Thursday, 15 November 2012

Muak.

Kata ini bila diucap terdengar kasar. Bila dibaca konotasinya pun seperti sudah berada di ambang batas.

Jika berada di realita pilihannya cuma dua. Antara tetap bertahan atau keluar saja. Tapi situasinya tidak semudah yang dibayangkan. Selalu ada masa dimana kata "muak" ini terbentur dengan nilai-nilai sosial yang ada.

Sebenarnya posisi manapun tidak ada yang benar-benar sulit jika semua dapat di komunikasikan dengan baik. Tapi kalau bicara teori komunikasi sepertinya mudah, nyatanya tidak.

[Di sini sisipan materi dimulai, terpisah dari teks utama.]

Issue #606, opened 2022-01-09
Make it easier to build for ARM


ankitbko:
As of now code changes are required to build for ARM64 as detailed in #237 . The `build.sh` has also changed since the PR was created and now has pinned runtime variable. https://github.com/GitCredentialManager/git-credential-manager/blob/859900272fae3d3b89e39cf85ffdcf28003f5afc/src/linux/Packaging.Linux/build.sh#L53 

Ask is to parameterize as much as possible so even though it is not officially supported, users can build a version for ARM without having to make all these code changes.

Surya-06:
@mjcheetham I would like to work on this issue. Please let me know if this is alright and any pointers to get started.

ldennington:
@Surya-06 thank you for volunteering to work on this issue 🌟! You are more than welcome to start whenever you have spare time to tackle it. As for pointers, I would take a look at the [`build.sh` script](https://github.com/GitCredentialManager/git-credential-manager/blob/main/src/linux/Packaging.Linux/build.sh) and the [dotnet documentation on Linux runtimes](https://docs.microsoft.com/en-us/dotnet/core/rid-catalog#linux-rids).

Surya-06:
thanks @ldennington , I'll try to find some time and close this.

Surya-06:
@ldennington I took a fresh pull today and somehow when I just run `dotnet -c build LinuxRelease` or `dotnet -c build LinuxDebug` it builds just fine (earlier I got multiple errors when restoring the solution files and build would fail). I also faced issues with dotnet 5 vs 6 etc. Can you please confirm if what I'm seeing is right? I can't remember setting any persistent variable which could've affected subsequent builds etc. and noticed that there was a change which upgraded the dotnet version. PS: I'm building on a Rpi 4B.

ldennington:
@Surya-06 - I'm a bit confused about what the ask is. Are you still having problems building? If so, could you paste in the error text you see?

Surya-06:
[...]

PR #685, opened 2022-05-03
Pass through $PATH to find dotnet

easwarh:
This commit makes it easier to build on Linux from source. Related to #606, but
applies to x64 builds as well.

Signed-off-by: Easwar Hariharan <easwar.hariharan@microsoft.com>

### DIFF
--- a/src/linux/Packaging.Linux/build.sh
+++ b/src/linux/Packaging.Linux/build.sh
@@ -106,9 +106,13 @@ else
     mkdir -p "$INSTALL_LOCATION"
 fi
 
+if [ -z "$DOTNET_ROOT" ]; then
+    DOTNET_ROOT="$(dirname $(which dotnet))"
+fi
+
 # Publish core application executables
 echo "Publishing core application..."
-dotnet publish "$GCM_SRC" \
+$DOTNET_ROOT/dotnet publish "$GCM_SRC" \
 	--configuration="$CONFIGURATION" \
 	--framework="$FRAMEWORK" \
 	--runtime="$RUNTIME" \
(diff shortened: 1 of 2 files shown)


mjcheetham (changes requested):
Hello 👋!

Thanks for the contribution. I'm in favour of making it easier to build GCM on more platforms, but I have one concern about this change as it stands.

The `$DOTNET_ROOT` variable is set by the `dotnet` app host executable, which is typically the caller of these scripts (via MSBuild). However in the cases that this script is called directly (not via `dotnet`) then the variable is not set, and the commands being run in this script will be `/dotnet publish ...` which will not resolve correctly.

If we are to accept this then there should be a check that if the `$DOTNET_ROOT` variable is not set, then the script should fall back to invoking `dotnet` and let the shell resolve the executable location.. 
..OR add something like this to explicitly resolve:

```shell
if [ -z "$DOTNET_ROOT" ]; then
    DOTNET_ROOT="$(dirname $(which dotnet))"
fi
```

easwarh:
Hi @mjcheetham, that's a great call out, thanks for the feedback! I'll fix this up, would you rather have a fixup commit (commit --fixup), a new commit, or an amendment to the existing commit (commit --amend)?

ldennington:
@easwarh - I know you directed your question at Matthew, but FWIW my usual workflow in GCM is to amend my existing commits.

easwarh:
> @easwarh - I know you directed your question at Matthew, but FWIW my usual workflow in GCM is to amend my existing commits.

Thanks for the headsup. I'll push a merged commit.

mjcheetham (approved):
Looks good to me!

src/linux/Packaging.Linux/build.sh
```diff
@@ -106,9 +106,13 @@ else
...
 fi
 
+if [ -z "$DOTNET_ROOT" ]; then
+    DOTNET_ROOT="$(dirname $(which dotnet))"
+fi
+
 # Publish core application executables
 echo "Publishing core application..."
-dotnet publish "$GCM_SRC" \
+$DOTNET_ROOT/dotnet publish "$GCM_SRC" \
```
Osama2535, line 115: Oatef4313@gmail.com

Terlalu banyak gangguan dan subjektifitas di antara komunikasi yang baru mau dibangun.

Muak. Terkepung dalam tumpukan bata berlapis semen bercat putih.

Muak. Penat dalam bayang-bayang dan angan yang ingin dikejar.

Muak. Bertemu dengan muka-muka familiar.

Muak. Bukan karena tanggung jawab tapi karena beban yang bias.

Muak. Rindu kebebasan berekspresi.

Muak. Angin segar yang kunjung datang namun berlalu cepat.

Muak. Rindu alam bebas dan liarnya sinar mentari membakar kulit.